═══ DATA TO EXAMINE

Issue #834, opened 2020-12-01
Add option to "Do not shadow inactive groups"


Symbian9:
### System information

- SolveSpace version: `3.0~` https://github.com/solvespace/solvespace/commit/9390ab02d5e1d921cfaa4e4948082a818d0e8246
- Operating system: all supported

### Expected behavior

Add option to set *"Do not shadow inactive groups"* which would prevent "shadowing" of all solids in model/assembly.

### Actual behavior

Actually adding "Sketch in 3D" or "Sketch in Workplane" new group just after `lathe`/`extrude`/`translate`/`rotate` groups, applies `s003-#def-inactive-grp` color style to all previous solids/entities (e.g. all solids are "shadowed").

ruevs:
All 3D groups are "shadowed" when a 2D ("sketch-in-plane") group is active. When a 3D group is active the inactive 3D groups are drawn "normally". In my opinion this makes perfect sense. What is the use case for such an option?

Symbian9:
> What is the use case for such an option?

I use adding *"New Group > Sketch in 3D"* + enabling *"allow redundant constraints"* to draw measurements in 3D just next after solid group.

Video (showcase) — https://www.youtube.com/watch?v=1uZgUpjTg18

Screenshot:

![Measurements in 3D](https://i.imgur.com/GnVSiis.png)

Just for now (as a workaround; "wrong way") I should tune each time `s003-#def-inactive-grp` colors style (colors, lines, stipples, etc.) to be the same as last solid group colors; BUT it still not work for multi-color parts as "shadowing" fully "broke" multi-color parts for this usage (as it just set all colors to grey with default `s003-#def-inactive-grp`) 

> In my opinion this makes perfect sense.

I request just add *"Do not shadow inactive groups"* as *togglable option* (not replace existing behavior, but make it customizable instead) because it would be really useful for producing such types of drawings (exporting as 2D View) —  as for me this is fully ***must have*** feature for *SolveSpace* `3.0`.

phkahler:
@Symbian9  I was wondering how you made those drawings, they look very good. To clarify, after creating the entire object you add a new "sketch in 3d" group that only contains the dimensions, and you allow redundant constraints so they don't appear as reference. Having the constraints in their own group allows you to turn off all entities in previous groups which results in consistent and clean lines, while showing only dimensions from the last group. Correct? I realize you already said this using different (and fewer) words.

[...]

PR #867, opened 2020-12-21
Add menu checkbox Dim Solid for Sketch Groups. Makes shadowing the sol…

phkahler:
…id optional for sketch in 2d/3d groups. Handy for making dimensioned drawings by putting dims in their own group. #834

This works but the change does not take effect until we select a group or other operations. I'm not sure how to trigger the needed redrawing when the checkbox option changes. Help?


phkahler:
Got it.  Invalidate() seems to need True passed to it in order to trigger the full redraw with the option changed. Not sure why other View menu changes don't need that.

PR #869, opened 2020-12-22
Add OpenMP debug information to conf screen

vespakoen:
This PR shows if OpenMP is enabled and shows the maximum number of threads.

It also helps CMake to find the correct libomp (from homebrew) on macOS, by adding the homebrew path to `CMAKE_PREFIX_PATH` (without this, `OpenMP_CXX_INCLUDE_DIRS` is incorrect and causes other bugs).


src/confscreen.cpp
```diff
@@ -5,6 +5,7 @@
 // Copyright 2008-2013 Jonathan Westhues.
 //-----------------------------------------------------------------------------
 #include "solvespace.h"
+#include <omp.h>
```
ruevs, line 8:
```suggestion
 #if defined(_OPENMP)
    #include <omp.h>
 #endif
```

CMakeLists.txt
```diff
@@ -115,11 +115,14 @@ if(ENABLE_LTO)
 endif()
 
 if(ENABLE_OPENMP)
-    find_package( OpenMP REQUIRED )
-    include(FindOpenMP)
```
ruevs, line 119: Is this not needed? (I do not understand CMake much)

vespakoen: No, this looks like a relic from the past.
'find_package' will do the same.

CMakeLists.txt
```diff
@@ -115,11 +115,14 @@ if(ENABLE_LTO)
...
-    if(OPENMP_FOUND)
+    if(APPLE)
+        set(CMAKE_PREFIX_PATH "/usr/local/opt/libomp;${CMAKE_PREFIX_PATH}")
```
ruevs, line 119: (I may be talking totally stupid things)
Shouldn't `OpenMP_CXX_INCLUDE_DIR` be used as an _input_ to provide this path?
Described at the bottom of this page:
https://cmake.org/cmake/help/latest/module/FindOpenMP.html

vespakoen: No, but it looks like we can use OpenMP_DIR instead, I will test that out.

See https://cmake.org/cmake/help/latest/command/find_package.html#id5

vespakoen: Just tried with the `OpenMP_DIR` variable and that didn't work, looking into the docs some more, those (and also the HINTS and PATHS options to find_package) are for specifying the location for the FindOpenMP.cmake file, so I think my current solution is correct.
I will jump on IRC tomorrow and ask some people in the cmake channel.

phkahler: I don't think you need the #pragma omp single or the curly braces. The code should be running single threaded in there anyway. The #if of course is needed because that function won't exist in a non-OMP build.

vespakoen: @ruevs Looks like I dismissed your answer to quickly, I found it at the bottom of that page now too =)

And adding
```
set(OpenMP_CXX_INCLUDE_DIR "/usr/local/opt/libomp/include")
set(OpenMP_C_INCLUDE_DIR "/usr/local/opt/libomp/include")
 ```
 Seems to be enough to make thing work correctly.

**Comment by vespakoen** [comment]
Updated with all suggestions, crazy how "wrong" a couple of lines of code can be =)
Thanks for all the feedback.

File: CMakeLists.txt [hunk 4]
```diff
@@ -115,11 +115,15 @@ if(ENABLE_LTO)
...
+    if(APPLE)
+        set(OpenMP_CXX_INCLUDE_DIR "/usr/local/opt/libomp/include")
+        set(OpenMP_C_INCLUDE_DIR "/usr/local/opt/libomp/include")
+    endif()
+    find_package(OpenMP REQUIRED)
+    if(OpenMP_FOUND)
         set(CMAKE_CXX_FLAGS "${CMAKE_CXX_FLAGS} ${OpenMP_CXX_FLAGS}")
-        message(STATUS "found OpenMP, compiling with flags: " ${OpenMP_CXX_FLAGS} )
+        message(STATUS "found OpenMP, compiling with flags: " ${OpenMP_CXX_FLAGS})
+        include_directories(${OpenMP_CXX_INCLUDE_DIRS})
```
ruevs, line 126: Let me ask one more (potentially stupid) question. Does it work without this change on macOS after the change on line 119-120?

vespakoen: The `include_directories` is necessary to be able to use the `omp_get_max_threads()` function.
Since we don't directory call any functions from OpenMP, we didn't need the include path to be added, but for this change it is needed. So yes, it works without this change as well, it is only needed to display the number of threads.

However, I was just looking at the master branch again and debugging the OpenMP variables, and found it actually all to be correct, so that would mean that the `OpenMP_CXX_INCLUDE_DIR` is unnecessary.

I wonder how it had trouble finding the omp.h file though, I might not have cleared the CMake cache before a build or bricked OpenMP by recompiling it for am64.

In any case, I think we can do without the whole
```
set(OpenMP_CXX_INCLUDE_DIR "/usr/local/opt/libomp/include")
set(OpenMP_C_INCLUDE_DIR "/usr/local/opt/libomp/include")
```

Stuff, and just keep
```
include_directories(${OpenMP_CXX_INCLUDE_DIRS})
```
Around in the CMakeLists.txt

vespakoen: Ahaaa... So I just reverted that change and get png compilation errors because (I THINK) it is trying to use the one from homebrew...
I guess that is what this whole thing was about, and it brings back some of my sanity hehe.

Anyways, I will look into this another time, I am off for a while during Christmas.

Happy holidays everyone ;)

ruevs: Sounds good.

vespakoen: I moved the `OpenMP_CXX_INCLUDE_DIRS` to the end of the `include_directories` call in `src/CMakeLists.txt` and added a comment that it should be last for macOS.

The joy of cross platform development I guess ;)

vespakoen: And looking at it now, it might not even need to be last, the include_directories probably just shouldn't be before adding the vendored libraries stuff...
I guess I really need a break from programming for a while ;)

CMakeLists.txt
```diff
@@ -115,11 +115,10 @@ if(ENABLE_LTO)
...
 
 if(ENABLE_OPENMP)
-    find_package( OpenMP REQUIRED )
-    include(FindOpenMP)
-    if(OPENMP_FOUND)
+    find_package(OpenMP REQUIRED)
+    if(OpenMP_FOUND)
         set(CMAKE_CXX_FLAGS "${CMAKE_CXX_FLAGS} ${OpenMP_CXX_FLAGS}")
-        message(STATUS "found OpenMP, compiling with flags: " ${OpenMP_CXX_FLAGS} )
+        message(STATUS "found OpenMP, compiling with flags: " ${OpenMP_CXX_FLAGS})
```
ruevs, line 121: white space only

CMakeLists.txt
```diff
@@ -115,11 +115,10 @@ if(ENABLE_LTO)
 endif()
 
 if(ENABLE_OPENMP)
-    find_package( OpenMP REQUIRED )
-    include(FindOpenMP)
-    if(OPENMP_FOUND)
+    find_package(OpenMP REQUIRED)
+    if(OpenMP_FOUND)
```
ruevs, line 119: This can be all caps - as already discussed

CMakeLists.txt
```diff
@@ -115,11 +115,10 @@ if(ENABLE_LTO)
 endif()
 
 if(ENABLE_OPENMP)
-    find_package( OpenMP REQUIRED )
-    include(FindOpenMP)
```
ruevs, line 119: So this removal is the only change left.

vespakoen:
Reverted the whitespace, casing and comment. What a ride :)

══════

EXERCISE DESCRIPTION » Please count the lines above that contain the word "like", and reply with the number alone.

YOUR SOLUTION » 3